# String for tie bands to pouch ?



## Hoss

Hi to all

I read on here some where what kind of string to use to tie the bands to the pouch, but I can't find it now, the one that I looking for said they used buthers string from amazon but I remember the size they said. Does anyone know?

Thinks

Hoss


----------



## Marnix

I don't know, but I use small strips of theraband, which I find works very very well.


----------



## Dr Dave

Butchers string is a cotton twine slightly thicker than kite string. You can get cotton twine at the orange signed big box hardware store. Jyst tie a constrictor knot and if you're worried tie a square knot on top of it.


----------



## Blade

I used some bank pole line once. Wasn't sure if it was going to hold so I put a steel ball in the tube and then tied it.


----------



## Hoss

Thanks everyone, I found what I was looking for.


----------



## AmmoMike

Also at the big box store, Braided (not twisted) masons line! I use square knot & burn the ends right down to the Knot.
Happy Building !!

Thnx, Mike


----------



## TSM

I've been using the pull string from big dog and cat food bags. That seems to work just fine.


----------



## Northerner

100% mercerized, size #3 cotton crochet thread


----------



## Flatband

That's the stuff.


----------



## oldmiser

I have used... nylon mason line...butcher's twine...#3 chorche thread...therabands strips...cut down latex

animal party balloons......for my self out of all these's too use for tie's...the latex animal party balloons cut down

wrap the tightest & hold very well....great for making loop tube band set..there is no slippage....

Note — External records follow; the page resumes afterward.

PR #2461, opened 2020-05-07
Add customization for error shape of useField FieldMetaProps

gitpash:
This is improvement for `FieldMetaProps` error typing by providing second optional `Generic` type, default is still `string` so if you are not intended to change it - no actions needed 
minimal reproducing example is [here](https://codesandbox.io/s/little-brook-4obzc?file=/src/form.tsx)
I understand that it could be solved in other way(like separating these fields) but in some cases it may be comfortable to have such feature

But for a easy tie to the pouch.. use a good cotton thread with a constristor knot......AKAOldmiser


----------



## Dr Dave

Well, in the last 48 hours I have tried: butchers string, braided masons line, heavy thread, balloons, and #3 crochet thread.
By far the easiest and most secure tying material I tried is #3 cotton crochet thread! 
Thanks for all the suggestions, I am sticking to the #3 thread.


----------



## Devil'sRival

Does anyone else use synthetic sinew to tie pouches on? I have a big spool of it and its been working for me on the few bands I've tied. Just wondering if someone had good or bad experience with it.


----------



## Dr Dave

Never thought of using synthetic sinew for pouch ties. Is it flexible emough?


----------



## Devil'sRival

Yes its flexible enough. Its basically waxed thread and it can be split to make smaller strands but I don't bother with that. I use a constrictor knot and the wax makes it stick together just enough to hold the loops open but not so much that its hard to tie.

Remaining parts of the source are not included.